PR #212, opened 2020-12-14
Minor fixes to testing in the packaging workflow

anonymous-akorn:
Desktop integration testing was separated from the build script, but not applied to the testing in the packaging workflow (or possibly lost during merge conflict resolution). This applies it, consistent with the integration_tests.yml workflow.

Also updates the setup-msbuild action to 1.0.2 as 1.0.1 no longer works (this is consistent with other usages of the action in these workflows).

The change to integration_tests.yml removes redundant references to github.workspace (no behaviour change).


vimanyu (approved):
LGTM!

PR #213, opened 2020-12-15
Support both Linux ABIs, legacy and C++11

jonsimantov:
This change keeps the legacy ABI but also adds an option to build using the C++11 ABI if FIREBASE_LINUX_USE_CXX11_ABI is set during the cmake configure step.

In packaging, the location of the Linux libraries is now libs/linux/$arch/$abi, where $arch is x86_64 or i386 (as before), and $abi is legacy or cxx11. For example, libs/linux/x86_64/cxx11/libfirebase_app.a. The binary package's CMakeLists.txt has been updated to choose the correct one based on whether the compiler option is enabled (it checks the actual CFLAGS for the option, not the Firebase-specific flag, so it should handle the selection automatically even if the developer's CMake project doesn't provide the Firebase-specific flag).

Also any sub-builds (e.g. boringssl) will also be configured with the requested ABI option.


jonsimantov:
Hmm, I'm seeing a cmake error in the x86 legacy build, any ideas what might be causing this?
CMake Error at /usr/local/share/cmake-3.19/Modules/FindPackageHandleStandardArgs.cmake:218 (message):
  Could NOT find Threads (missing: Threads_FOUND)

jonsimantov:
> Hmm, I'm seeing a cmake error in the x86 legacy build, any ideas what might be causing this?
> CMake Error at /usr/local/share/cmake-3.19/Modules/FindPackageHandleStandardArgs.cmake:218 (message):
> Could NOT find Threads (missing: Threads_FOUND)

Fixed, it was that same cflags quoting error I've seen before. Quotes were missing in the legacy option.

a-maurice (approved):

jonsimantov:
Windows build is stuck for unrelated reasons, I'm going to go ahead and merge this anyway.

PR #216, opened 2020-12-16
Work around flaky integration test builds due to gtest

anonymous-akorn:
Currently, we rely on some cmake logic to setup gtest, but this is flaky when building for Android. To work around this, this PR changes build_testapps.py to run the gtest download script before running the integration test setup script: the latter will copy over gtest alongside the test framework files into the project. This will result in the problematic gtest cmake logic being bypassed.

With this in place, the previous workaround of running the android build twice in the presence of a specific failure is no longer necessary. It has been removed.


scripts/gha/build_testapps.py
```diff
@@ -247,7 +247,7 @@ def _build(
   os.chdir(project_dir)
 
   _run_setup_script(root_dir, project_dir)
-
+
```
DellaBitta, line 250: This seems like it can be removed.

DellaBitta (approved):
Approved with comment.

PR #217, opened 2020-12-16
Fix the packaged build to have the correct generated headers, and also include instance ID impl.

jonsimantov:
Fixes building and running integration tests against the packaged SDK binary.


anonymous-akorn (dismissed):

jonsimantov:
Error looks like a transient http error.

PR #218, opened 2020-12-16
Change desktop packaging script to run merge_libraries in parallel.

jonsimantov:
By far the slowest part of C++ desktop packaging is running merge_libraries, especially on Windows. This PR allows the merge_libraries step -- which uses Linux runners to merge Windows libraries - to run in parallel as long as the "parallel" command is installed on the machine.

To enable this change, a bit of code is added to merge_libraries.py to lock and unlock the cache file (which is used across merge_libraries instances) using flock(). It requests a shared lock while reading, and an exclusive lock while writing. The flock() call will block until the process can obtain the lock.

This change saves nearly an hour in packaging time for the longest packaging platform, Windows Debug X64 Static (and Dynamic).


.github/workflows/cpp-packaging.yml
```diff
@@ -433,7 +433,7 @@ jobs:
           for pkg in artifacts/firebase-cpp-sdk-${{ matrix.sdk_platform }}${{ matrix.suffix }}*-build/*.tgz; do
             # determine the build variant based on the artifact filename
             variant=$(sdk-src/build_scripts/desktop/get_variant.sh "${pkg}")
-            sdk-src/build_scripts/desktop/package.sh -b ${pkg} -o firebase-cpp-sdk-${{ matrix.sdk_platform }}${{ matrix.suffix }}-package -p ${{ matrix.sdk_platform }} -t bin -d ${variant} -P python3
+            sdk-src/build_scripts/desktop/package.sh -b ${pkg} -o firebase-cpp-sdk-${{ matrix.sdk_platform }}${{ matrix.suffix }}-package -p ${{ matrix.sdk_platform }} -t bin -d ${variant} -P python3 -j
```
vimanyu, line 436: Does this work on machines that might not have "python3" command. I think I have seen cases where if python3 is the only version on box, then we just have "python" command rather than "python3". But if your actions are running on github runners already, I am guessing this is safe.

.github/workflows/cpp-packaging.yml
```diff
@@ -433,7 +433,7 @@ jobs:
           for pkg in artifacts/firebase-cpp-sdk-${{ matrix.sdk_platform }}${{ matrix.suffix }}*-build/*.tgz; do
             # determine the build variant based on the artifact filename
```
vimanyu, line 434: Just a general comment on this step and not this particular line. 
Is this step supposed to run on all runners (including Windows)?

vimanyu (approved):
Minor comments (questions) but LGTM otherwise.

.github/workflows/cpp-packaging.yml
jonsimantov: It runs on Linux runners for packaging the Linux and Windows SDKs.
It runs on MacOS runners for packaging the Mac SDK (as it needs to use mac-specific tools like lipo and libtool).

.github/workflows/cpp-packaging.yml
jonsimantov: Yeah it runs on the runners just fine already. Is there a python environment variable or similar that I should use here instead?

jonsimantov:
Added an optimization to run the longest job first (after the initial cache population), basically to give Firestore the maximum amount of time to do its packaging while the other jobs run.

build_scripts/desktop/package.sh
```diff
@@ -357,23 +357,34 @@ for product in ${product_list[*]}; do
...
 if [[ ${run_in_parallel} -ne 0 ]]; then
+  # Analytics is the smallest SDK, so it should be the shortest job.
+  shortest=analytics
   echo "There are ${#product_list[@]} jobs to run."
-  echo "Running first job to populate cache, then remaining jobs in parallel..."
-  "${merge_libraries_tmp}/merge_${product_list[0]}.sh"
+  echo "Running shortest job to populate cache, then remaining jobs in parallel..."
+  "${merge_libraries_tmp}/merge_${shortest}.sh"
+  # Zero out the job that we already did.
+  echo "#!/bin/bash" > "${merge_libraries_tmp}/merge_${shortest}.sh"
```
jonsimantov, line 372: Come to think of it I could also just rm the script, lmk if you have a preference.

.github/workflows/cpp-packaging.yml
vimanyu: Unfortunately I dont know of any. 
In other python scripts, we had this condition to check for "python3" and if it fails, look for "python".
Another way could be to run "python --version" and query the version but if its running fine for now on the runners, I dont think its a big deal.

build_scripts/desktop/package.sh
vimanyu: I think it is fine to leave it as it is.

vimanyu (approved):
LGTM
==
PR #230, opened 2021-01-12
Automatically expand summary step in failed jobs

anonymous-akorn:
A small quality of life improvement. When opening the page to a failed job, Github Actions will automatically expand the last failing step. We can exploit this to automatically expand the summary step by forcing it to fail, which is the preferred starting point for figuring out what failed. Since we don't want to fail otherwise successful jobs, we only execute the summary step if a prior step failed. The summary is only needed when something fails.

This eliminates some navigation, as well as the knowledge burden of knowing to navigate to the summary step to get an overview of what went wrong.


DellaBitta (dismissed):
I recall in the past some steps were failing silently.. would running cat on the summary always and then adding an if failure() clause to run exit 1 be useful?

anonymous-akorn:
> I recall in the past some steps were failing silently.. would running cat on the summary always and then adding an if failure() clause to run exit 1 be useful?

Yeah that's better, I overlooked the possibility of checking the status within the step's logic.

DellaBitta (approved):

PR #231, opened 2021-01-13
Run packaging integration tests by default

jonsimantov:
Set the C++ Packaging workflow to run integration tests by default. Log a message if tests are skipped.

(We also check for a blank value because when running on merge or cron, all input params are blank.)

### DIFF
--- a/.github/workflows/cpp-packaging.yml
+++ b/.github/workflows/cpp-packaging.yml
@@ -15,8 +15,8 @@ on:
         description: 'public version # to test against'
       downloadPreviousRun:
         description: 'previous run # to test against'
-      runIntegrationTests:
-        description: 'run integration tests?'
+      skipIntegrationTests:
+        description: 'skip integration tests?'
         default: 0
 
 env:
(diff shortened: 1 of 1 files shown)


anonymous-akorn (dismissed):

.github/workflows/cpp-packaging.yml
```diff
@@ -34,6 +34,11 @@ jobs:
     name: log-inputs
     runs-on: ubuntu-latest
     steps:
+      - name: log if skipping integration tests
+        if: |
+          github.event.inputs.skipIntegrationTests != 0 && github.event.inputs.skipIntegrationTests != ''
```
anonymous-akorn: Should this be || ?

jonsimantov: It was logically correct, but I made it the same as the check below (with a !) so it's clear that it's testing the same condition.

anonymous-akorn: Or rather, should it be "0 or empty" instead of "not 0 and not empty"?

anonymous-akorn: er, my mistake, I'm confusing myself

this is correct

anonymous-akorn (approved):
==
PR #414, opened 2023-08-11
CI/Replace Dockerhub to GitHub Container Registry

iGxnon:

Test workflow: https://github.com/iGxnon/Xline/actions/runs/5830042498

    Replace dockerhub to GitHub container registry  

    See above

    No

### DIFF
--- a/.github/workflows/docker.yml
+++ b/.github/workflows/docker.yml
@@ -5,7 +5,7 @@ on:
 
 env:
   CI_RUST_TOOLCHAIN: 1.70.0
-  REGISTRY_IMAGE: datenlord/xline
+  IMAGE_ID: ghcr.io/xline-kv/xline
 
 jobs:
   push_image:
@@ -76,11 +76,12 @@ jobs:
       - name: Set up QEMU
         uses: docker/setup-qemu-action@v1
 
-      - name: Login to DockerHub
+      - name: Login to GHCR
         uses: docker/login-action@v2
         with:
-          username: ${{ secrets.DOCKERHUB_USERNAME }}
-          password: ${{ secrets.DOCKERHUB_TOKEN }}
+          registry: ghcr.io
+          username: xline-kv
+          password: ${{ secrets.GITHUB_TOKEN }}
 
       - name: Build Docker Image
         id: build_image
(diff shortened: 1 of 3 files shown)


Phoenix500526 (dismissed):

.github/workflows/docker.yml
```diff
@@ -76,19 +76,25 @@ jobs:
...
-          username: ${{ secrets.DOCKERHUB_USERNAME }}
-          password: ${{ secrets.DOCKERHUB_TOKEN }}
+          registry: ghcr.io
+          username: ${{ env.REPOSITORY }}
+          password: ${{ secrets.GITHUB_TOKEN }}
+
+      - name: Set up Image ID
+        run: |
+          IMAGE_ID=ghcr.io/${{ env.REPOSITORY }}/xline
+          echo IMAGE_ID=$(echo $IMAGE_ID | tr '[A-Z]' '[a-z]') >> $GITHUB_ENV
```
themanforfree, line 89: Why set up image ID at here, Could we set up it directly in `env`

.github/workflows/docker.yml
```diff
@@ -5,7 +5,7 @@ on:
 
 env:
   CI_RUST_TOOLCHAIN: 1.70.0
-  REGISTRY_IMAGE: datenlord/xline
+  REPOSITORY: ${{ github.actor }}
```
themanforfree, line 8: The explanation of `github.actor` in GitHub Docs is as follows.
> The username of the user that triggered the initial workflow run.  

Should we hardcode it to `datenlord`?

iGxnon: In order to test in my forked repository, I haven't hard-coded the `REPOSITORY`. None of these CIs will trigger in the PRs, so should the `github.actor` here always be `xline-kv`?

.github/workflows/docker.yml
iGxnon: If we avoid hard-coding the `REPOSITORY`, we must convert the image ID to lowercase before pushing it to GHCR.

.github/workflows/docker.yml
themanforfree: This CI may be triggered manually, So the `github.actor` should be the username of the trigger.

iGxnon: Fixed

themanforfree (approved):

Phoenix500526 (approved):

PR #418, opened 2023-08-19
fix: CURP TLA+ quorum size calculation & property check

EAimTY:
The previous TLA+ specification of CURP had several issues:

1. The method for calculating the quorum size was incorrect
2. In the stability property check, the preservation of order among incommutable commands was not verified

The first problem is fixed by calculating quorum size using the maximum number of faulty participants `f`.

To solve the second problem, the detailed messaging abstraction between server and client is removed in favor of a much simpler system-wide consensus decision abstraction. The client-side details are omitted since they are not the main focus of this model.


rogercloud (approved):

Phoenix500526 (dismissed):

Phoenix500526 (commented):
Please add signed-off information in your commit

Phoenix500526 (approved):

--- TRY IT ---
Take exactly the lines from the one containing "PR #212, opened 2020-12-14" through the one containing "This change keeps" in the data above, and output them with nothing added.

--- PROBLEM SOLUTION ---
PR #212, opened 2020-12-14
Minor fixes to testing in the packaging workflow

anonymous-akorn:
Desktop integration testing was separated from the build script, but not applied to the testing in the packaging workflow (or possibly lost during merge conflict resolution). This applies it, consistent with the integration_tests.yml workflow.

Also updates the setup-msbuild action to 1.0.2 as 1.0.1 no longer works (this is consistent with other usages of the action in these workflows).

The change to integration_tests.yml removes redundant references to github.workspace (no behaviour change).


vimanyu (approved):
LGTM!

PR #213, opened 2020-12-15
Support both Linux ABIs, legacy and C++11

jonsimantov:
This change keeps the legacy ABI but also adds an option to build using the C++11 ABI if FIREBASE_LINUX_USE_CXX11_ABI is set during the cmake configure step.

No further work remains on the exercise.